Soy protein isolate (SPI) is widely used in the food industry as a gelling agent due to its high water-holding capacity and gelation. As a key in elucidating the structure-function relationships of SPI, subunit composition can explain many functional properties of soy protein. In this study, to explore the influence of α and α′ subunits on the gel properties of soy protein, the gel strength and water holding capacity of the heat-induced gel with missing subunits were determined. Texture Profile Analysis (TPA) showed that gel strength from large to small was α′-lack > (α and α′)-lack > native > α-lack, and the lack of α′ subunit significantly enhanced (p < 0.05) the gel strength and water-holding capacity of the resultant gels. In the gel formation process, microstructure observation of the gels revealed that the α′-lacking gel had a more uniform and denser network structure with higher storage modulus, promoting more water molecules to be bound in the gel structure as immobilized water and exhibiting higher thermal stability. Subsequently, the lack of α′ subunit increased the zeta potential, surface hydrophobicity (H₀), and fluorescence intensity of the gel. The deletion of the α′ subunit promoted the exposure of hydrophobic groups with more hydrophobic amino acids and promoted the aggregation of the subunits after heat treatment. These changes in the physicochemical properties of the gel affected their heat-induced gelation. In addition, gel solubility results signify that hydrophobic and disulfide bond interactions are the main forces in the gel formation process. Thus, the deletion of the α′ subunit will facilitate the development and application of soy protein products in food processing and improve their gel properties. This study will benefit the application of soy protein at the subunit level in traditional dairy products based on heated-induced gelation.

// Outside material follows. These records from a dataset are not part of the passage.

PR #4, opened 2017-05-08
One tool moved to get rid of a section.

TorHou:
Hi Björn. This should serve as an example of how I would adapt the format in the tools.yaml
Note that I don't use the 

> tool_panel_section_label

 but the 
> tool_panel_section_id

instead. I think that's cleaner. And also I leave out the information about the dependencies if they are as per default. If you think this is fine and accept the pull request, then I will do the other changes accordingly.

### DIFF
--- a/tools.yaml
+++ b/tools.yaml
@@ -4,6 +4,12 @@ install_resolver_dependencies: true
 install_tool_dependencies: false
 
 tools:
+
+- name: dwt_var_perfeature
+  owner: devteam
+  tool_panel_section_id: statistics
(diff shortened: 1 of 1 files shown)


TorHou:
From the bioblend source:
```
        if tool_panel_section_id:
            payload['tool_panel_section_id'] = tool_panel_section_id
        elif new_tool_panel_section_label:
            payload['new_tool_panel_section_label'] = new_tool_panel_section_label
```
So the id is more important than the label. But you can still specify a new label for a tool by leaving out the id.

bgruening:
Ok, let's go with this.

PR #10, opened 2017-05-19
Add mothur and qiime

bgruening:
ping @bebatut @TorHou not sure about the section


TorHou:
:+1: it's good for me. We just have to add the sections under the right label in the tool_conf.xml

bgruening:
@TorHou can you add the label please.

PR #12, opened 2017-06-23
Add rory and gubbins

bgruening:
ping @TorHou


bgruening:
Yes, can not hurt. I'm currently not clear how we should organize this and what is useful. But adding it is good for now.

PR #16, opened 2017-08-04
Add some new tools from W4M - version 3.0

bgruening:
ping @lecorguille


lecorguille:
It is always a bit disturbing this **fr** in galaxy-**fr**-tools since it means France for me 😝 
But no problem with that!
Thanks you for your interest Björn

bgruening:
Upps, we can rename the repo ;) I will do this.

lecorguille:
It was necessary :)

大豆分离蛋白 (SPI) 由于其高保水性和凝胶化特性，在食品工业中被广泛用作胶凝剂。作为阐明 SPI 结构-功能关系的关键，亚基组成可以解释大豆蛋白的许多功能特性。本研究为探讨α和α'亚基对大豆蛋白凝胶性质的影响，测定了缺失亚基的热诱导凝胶的凝胶强度和持水能力。Texture Profile Analysis (TPA) 表明凝胶强度由大到小为 α′-lack > (α and α′)-lack > native > α-lack, α′亚基缺失明显增强( p < 0.05) 所得凝胶的凝胶强度和持水能力。在凝胶形成过程中，凝胶的微观结构观察表明，缺乏α'的凝胶具有更均匀和更致密的网络结构，具有更高的储能模量，促进更多的水分子作为固定水结合在凝胶结构中，表现出更高的热稳定。随后，缺乏 α' 亚基增加了 zeta 电位、表面疏水性（H ₀) 和凝胶的荧光强度。α'亚基的缺失促进了具有更多疏水氨基酸的疏水基团的暴露，并促进了热处理后亚基的聚集。凝胶物理化学性质的这些变化影响了它们的热诱导凝胶化。此外，凝胶溶解度结果表明疏水和二硫键相互作用是凝胶形成过程中的主要力量。因此，α'亚基的缺失将促进大豆蛋白产品在食品加工中的开发和应用，并改善其凝胶性能。本研究将有利于大豆蛋白在亚基水平上在基于加热诱导凝胶化的传统乳制品中的应用。